**EXERCISE DETAILS:**
Pick each line containing "GetArchivedMessageFileStorageReferenceFromDatabaseAsync" out of the records.

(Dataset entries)

──────────────────────────────

PR #964, opened 2024-04-15
feat: Add EventIds to ArchivedMessages table

ebbeknudsen:
## Description

Add `EventIds` column to archived messages, which describes the `eventId`'s of the outgoing messages that was used to create the archived message (there can be more than one, if we're bundling messages). This column is purely for debugging, so instead of creating a one-to-many relation table, we've just used a `::` seperated column.

The `EventId` describes the Service Bus MessageId property, so it can be searched for in application insights, to debug the application flow regarding the message.


source/IntegrationTests/Application/IncomingMessages/WhenIncomingMessagesIsReceivedTests.cs
```diff
@@ -325,10 +331,39 @@ public async Task Incoming_message_is_archived_with_correct_data(string path, st
             CancellationToken.None);
 
         // Assert
-        var archivedMessageId = await GetArchivedMessageIdFromDatabaseAsync(messageIdFromFile);
-        var archivedMessageFileStorageReference = await GetArchivedMessageFileStorageReferenceFromDatabaseAsync(messageIdFromFile);
-        archivedMessageFileStorageReference.Should().Be($"{senderActorNumber.Value}/{year:0000}/{month:00}/{date:00}/{archivedMessageId:N}");
-        await AssertArchivedMessageDocumentType(messageIdFromFile, incomingDocumentType);
+        // var archivedMessageId = await GetArchivedMessageIdFromDatabaseAsync(messageIdFromFile);
```
MadsDue, line 334: remove comments

source/IntegrationTests/Application/IncomingMessages/WhenIncomingMessagesIsReceivedTests.cs
```diff
@@ -325,10 +331,39 @@ public async Task Incoming_message_is_archived_with_correct_data(string path, st
...
+        // var archivedMessageFileStorageReference = await GetArchivedMessageFileStorageReferenceFromDatabaseAsync(messageIdFromFile);
+        // await AssertArchivedMessageDocumentType(messageIdFromFile, incomingDocumentType);
```
MadsDue, line 336: Are AssertArchivedMessageDocumentType not needed anymore and can be deleted, or should it be updated with below and be used for both tests?

ebbeknudsen: Correct, it is no longer needed, since it is asserted when asserting all archived message properties. I've deleted the method 👍

MadsDue (approved):

PR #970, opened 2024-04-18
bug: ensure outgoing message file storage reference is updated to match delegation

MadsDue:
## Description
We should ensure that the file storage reference for outgoing messages is matching the receiver.


source/OutgoingMessages.Infrastructure/OutgoingMessages/OutgoingMessageEntityConfiguration.cs
```diff
@@ -116,7 +116,7 @@ public void Configure(EntityTypeBuilder<OutgoingMessage> builder)
                 });
 
             builder.Property<string>("CreatedBy");
-            builder.Property<Instant>("CreatedAt");
+            builder.Property(x => x.CreatedAt);
```
RasmusGraabaek, line 119: Would it make sence to move "createdAt" up to the other properties. Since it's not a "shadow"-field anymore?

MWO1024 (dismissed):

RasmusGraabaek (approved):

PR #1716, opened 2023-08-11
Fix integration tests runner

kamilogorek:
Minor fixes for running in all environments + `CONTRIBUTING.md`


tests/integration/_cases/send_event/send_event-raw.trycmd
```diff
@@ -13,8 +13,9 @@ $ sentry-cli send-event --log-level=debug
 > --fingerprint custom-fingerprint
 > --no-environ
 ? success
-  DEBUG   [..] sentry-cli version: [VERSION], platform: [..], architecture: [..]
-  INFO    [..] sentry-cli was invoked with the following command line: "[CWD]/target/debug/sentry-cli[EXE]" "send-event" "--log-level=debug" "--level" "debug" "--timestamp" "1649335000929" "--release" "my-release" "--dist" "my-dist" "--env" "production" "--message" "hello" "--platform" "prod" "--tag" "hello:there" "--extra" "hello:there" "--user" "id:42" "--fingerprint" "custom-fingerprint" "--no-environ"
+  INFO    [..] Loaded config from [CWD]/.sentryclirc
+  DEBUG   [..] sentry-cli version: [VERSION], platform: "darwin", architecture: "arm64"
```
Swatinem, line 17: you should still mask the platform and architecture for these tests, they are failing for me as I am still on `x86_64`.

src/utils/vcs.rs
```diff
@@ -915,6 +915,7 @@ fn git_create_commit(dir: &Path, file_path: &str, content: &[u8], commit_message
             "--author",
             "John Doe <john.doe@example.com>",
             "--quiet",
+            "--no-edit",
```
Swatinem, line 918: For me, its rather `utils::vcs::test_find_matching_rev_with_lightweight_tag` that opens a vim window and then fails because `fatal: no tag message?`.

Maybe my local git is configured to always expect a message for tags, not sure

.sentryclirc
```diff
@@ -0,0 +1 @@
+; this stub prevents global .sentryclirc from being loaded
```
Swatinem, line 1: The `integration::info::command_info_no_token` test is still failing for be because it is picking up credentials from my global config.

src/utils/vcs.rs
Swatinem: I have this in my global git config:

```
[commit]
    gpgsign = true
[tag]
    gpgsign = true
```

Looks like you can only sign tags if they have a message.
Maybe an explicit command line switch to avoid signing them, or provide a default message (aka `-m=$version`) would solve this.

Swatinem (approved):

PR #1794, opened 2023-11-01
chore: reduce realease binary size

vaind:
Sentry CLI is downloaded many times during consumers' CI. Even though the download should be fast in general and the binary size reduction wouldn't have a great effect on individual runs, it does have an effect at the scale it is used at.

Example: macOS arm64 binary size reduction by these changes is about 30 %.

### DIFF
--- a/Cargo.toml
+++ b/Cargo.toml
@@ -111,8 +111,9 @@ crossbeam-channel = "0.5.6"
 [target."cfg(windows)".dependencies]
 winapi = "0.3.9"
 
+# We optimize the release build for size.
 [profile.release]
-opt-level = 3
+opt-level = "z"
 panic = "abort"
 strip = true      # Strip symbols from the binary.
 codegen-units = 1 # Parallel compilation prevents some optimizations.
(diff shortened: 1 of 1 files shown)


loewenheim:
I've been experimenting along similar lines. In my test, for whatever reason, setting codegen-units to 1 actually slightly increased binary size, have you checked whether it has a positive effect?

Also, setting the opt level to `"s"` reduces the size significantly. It carries a performance hit, but that is likely negligible.

Swatinem (approved):
having only one CGU means that the compiler has more inlining opportunities, so probably generates more code.
however with CGU=1 and LTO, it should generate fewer duplicates as well.

vaind:
For me (arm64 macos) the build is smaller with CGU=1 by about 100 KiB.

Setting the opt-level to S reduces the size by further 2 MiB and going for Z means another MiB down.

vaind:
For future reference, here's the size reduction for a release containing this PR (between 25 and 55 % size reduction):
image

PR #1795, opened 2023-11-02
ci: run cargo build on all branches

vaind:
Running the same build workflow on all branches/PRs makes sure you we catch potential errors sooner than on the release branch.

For example: https://github.com/getsentry/sentry-cli/actions/runs/6731317309/job/18295737112#step:3:344 (``error: package `clap_complete v4.4.3` cannot be built because it requires rustc 1.70.0 or newer, while the currently active rustc version is 1.69.0``)

### DIFF
--- a/.github/workflows/build.yml
+++ b/.github/workflows/build.yml
@@ -1,9 +1,13 @@
-name: Release Build
+name: Build
 
 on:
   push:
     branches:
+      - master
+      - 1.x
       - release/**
+
+  pull_request:
 
 jobs:
   linux:


ashwoods:
This would add aprox 14m to each PR. I think it would be better to harmonize our debug and release builds.  We will take a look into this.

vaind:
> This would add aprox 14m to each PR. I think it would be better to harmonize our debug and release builds. We will take a look into this.

It does not necessarily mean to be a blocker (required check) for the PR to be merged so if you really are in a hurry you could merge the PR before the build ends. On the other hand, for most PRs (i.e. those that don't get merged within 15 minutes of the last commit), it would be a good test that the build isn't getting broken by the PR.

PR #1817, opened 2023-11-13
feat: Expose `downloadBinary` function to install binary

lforst:
We would like to be able to install the CLI manually in downstream dependencies in case postinstall scripts did not get executed.

### DIFF
--- a/js/install.js
+++ b/js/install.js
@@ -37,7 +37,7 @@ function getLogStream(defaultStream) {
   );
 }
 
-const logger = new Logger(getLogStream('stderr'));
+const ttyLogger = new Logger(getLogStream('stderr'));
 
 const CDN_URL =
   process.env.SENTRYCLI_LOCAL_CDNURL ||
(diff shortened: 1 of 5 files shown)


Lms24 (approved):
Nice! I believe this was the actual download logic is more or less C&P from what we had before, correct? 

(fwiw, TS would probably make sense but let's not overcomplicate things)

lforst:
> I believe this was the actual download logic is more or less C&P from what we had before, correct?

Correct. I didn't change anything except for adding the logger thing.

js/install.js
```diff
@@ -0,0 +1,305 @@
...
+      throw new Error(`Unexpected sentry-cli version "${version}", expected "${expected}"`);
+    }
+  });
+}
+
+function downloadBinary(logger = ttyLogger) {
+  if (process.env.SENTRYCLI_SKIP_DOWNLOAD === '1') {
+    logger.log(`Skipping download because SENTRYCLI_SKIP_DOWNLOAD=1 detected.`);
+    return;
+  }
```
Jonir227, line 199: this should return Promise. it makes error on flag 1

lforst: Ah right. Good catch!

Issue #1360, opened 2022-10-15
npm cli install without postinstall


timfish:
`postinstall` creates a whole host of issues which it would be nice to not have to deal with.

I've seen a similar issues when distributing native node binaries and wonder whether some of the solutions I've seen in use there might be an improvement here.

Firstly, you publish an npm package per platform/arch combo (`@sentry/cli-{platform}-{arch}`) and include the cli binary in there. 
- In `package.json` set `main` as the path to the binary and then it can be found later by simply `require.resolve('@sentry/cli-${process.platform}-${process.arch}')` 
- In `package.json` correctly define `os` and `cpu` properties which ensures that they will only install on the correct platform/arch
- You can even set `bin` in these packages if you want them to be directly accessible.

Then in `@sentry/cli` you list all the above as `optionalDependencies`. After this, when installing `@sentry/cli`, npm/yarn will attempt to install all the optional dependencies and only succeed on those where the `os` and `cpu` match. 

Bonus: If your JavaScript code used to find the binary uses complicated enough dynamic paths construction, `@vercel/nft` gives up and wont include them.

This approach is already used by [Parcel](https://www.npmjs.com/package/@parcel/css-darwin-arm64), [Next.js](https://www.npmjs.com/package/@next/swc-darwin-arm64) and [plenty of others](https://www.npmjs.com/search?q=darwin-arm64).

### Downsides?
- It is perhaps abusing `optionalDependencies` but everyone appears to be on this train now so maybe it wont crash?
- Does npm/yarn have to download all the optional dependencies before checking the `os` and `cpu`? 🤔

kamilogorek:
ref: https://github.com/npm/rfcs/blob/528fa298a3529dcae3f58cbf2f9a577ba16b479f/accepted/0000-package-distributions.md

me4502:
Given the size of the sentry-cli binary, in poor network conditions this can be a substantial issue on CI. Currently this breaks the Yarn caching & install model (https://yarnpkg.com/advanced/lifecycle-scripts#a-note-about-postinstall), leading to the cache being bypassed and the entire binary being downloaded on every run.

Would definitely be good to not have postinstall used to download a large binary

krystofwoldrich:
- linking related issue https://github.com/getsentry/sentry-react-native/issues/2688

lforst:
Plan of action:
- [ ] Create packages for all different architectures (just the package.json) @lforst 
[...]

PR #1828, opened 2023-11-20
build: Add placeholder packages for npm binary distributions

lforst:
Adds packages for binary distributions on npm based on the binaries we currently distribute.

Ref https://github.com/getsentry/sentry-cli/issues/1360#issuecomment-1819270364

### DIFF
--- a/npm-binary-distributions/darwin/package.json
+++ b/npm-binary-distributions/darwin/package.json
@@ -1,7 +1,7 @@
 {
   "name": "@sentry/cli-darwin",
   "version": "2.21.5",
-  "description": "TODO",
+  "description": "The darwin distribution of the Sentry CLI binary.",
   "repository": "https://github.com/getsentry/sentry-cli",
   "license": "BSD-3-Clause",
   "engines": {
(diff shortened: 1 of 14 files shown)


szokeasaurusrex (approved):
Looks good (I am trusting that you have checked that the `package.json` are correct; since I am not super familiar with how these work)

npm-binary-distributions/darwin/package.json
```diff
@@ -0,0 +1,13 @@
+{
+  "name": "@sentry/cli-darwin",
```
szokeasaurusrex, line 2: Do we need to have a separate binary for M1/M2 and Intel Macs?

lforst: The CLI is currently set up to use our universal darwin binary no matter what architecture.

https://github.com/getsentry/sentry-cli/blob/1c5d20f94043ac66631157b2a208d5668541921c/scripts/install.js#L78-L80

Also, I believe mac OS has a compatibility layer for non-arm binaries. But good that you confirmed!

szokeasaurusrex: Yeah, but I believe the Rosetta compatibility layer you are referencing imposes a performance penalty, and also, if it is the first time the user is running a non-arm binary, the user is prompted to install Rosetta and needs to wait some time for the install to complete. These are probably only minor inconveniences, but we should probably be creating a native ARM build (as we already are with the universal binary)

PR #1833, opened 2023-11-23
feat: Publish binary distributions on npm

lforst:
Sets up CI to upload the tarballs of the sentry CLI binary distributions for different architectures on release branches.

Ref: https://github.com/getsentry/sentry-cli/issues/1360#issuecomment-1819270364

We will verify this with an alpha release.

### DIFF
--- a/.craft.yml
+++ b/.craft.yml
@@ -11,7 +11,35 @@ targets:
       - path: /sentry-cli/latest/
         metadata:
           cacheControl: public, max-age=600
+
+  # Main Sentry CLI package
   - name: npm
+    id: '@sentry/cli'
+    includeNames: /^sentry-cli-\d.*\.tgz$/
+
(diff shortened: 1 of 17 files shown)


lforst:
Ok this seems to work: https://github.com/getsentry/sentry-cli/actions/runs/6970345254/job/18968277409

AbhiPrasad (commented):
Should we create the binary distributions before we do main sentry-cli package.

Also cc @JonasBa, we should use the same approach for profiling-node

lforst:
> Should we create the binary distributions before we do main sentry-cli package.

@AbhiPrasad I assume you mean in the craft config? Good point. Thanks!

AbhiPrasad (approved):
> I assume you mean in the craft config? Good point. Thanks!

yup - thanks for making the change!

PR #1834, opened 2023-11-23
build: Add optional dependencies to main cli package for binary distributions

lforst:
Adds optional dependencies to the main CLI package.

Also adjusts the bump version script to bump the version of these optional dependencies.

### DIFF
--- a/scripts/bump-version.sh
+++ b/scripts/bump-version.sh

──────────────────────────────

**ANSWER FOR THIS EXERCISE:**
-        var archivedMessageFileStorageReference = await GetArchivedMessageFileStorageReferenceFromDatabaseAsync(messageIdFromFile);
+        // var archivedMessageFileStorageReference = await GetArchivedMessageFileStorageReferenceFromDatabaseAsync(messageIdFromFile);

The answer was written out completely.